- Saved data entries
***

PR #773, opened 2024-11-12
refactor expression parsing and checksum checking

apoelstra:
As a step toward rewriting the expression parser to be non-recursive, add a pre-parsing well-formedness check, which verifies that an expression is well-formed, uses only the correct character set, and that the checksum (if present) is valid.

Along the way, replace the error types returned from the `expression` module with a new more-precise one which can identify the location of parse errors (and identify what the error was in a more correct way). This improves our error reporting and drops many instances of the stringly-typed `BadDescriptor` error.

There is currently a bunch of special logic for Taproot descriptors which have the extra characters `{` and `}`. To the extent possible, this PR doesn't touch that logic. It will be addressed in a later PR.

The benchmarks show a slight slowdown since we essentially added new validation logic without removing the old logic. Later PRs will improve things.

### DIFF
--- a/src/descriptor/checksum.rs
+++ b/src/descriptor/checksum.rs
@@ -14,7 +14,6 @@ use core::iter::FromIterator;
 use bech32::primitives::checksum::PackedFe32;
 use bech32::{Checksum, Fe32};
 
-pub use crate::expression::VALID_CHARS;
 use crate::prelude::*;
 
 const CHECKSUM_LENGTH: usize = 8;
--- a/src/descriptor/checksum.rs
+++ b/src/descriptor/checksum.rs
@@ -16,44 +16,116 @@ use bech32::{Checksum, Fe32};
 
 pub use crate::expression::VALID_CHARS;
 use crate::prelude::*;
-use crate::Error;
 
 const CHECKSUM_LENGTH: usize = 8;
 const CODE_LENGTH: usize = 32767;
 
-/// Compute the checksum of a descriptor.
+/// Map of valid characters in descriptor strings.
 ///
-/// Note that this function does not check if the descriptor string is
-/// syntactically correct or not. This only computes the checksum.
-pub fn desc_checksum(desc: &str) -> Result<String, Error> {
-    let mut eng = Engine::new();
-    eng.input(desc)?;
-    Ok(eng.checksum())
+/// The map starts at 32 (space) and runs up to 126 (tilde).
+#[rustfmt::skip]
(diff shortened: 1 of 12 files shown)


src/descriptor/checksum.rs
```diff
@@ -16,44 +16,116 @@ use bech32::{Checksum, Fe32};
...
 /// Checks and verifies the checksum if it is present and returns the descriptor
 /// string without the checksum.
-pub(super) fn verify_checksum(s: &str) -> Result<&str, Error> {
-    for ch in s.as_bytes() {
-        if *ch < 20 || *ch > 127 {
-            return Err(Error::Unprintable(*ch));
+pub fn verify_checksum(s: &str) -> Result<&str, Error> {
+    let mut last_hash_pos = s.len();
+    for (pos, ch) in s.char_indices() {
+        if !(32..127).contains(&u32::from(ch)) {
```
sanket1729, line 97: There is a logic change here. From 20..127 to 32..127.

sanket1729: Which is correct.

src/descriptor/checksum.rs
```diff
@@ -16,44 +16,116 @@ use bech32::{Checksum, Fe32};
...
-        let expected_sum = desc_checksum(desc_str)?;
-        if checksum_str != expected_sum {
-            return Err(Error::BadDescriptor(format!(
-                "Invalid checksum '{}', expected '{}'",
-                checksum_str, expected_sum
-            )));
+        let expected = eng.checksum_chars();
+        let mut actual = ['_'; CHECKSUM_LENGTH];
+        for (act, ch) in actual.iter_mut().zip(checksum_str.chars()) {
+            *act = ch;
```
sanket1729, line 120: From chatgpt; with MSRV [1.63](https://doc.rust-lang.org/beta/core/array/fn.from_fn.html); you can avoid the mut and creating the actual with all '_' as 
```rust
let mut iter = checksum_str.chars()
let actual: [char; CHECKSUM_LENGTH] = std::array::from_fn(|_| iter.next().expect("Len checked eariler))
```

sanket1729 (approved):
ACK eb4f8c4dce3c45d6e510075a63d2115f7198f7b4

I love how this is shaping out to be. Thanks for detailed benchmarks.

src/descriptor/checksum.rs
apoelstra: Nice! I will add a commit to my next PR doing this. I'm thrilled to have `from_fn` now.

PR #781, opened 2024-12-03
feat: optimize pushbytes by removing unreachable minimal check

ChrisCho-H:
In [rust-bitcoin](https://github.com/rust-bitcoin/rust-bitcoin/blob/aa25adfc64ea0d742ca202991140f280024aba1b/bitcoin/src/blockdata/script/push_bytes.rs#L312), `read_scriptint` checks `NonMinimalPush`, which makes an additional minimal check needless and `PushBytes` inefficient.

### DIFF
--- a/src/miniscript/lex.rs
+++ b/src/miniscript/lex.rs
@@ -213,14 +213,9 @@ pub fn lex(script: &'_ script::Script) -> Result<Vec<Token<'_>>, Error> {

***

The first line of the records begins the span, and the line containing "As a step toward" ends it. Reproduce that span exactly, both ends included.

PR #773, opened 2024-11-12
refactor expression parsing and checksum checking

apoelstra:
As a step toward rewriting the expression parser to be non-recursive, add a pre-parsing well-formedness check, which verifies that an expression is well-formed, uses only the correct character set, and that the checksum (if present) is valid.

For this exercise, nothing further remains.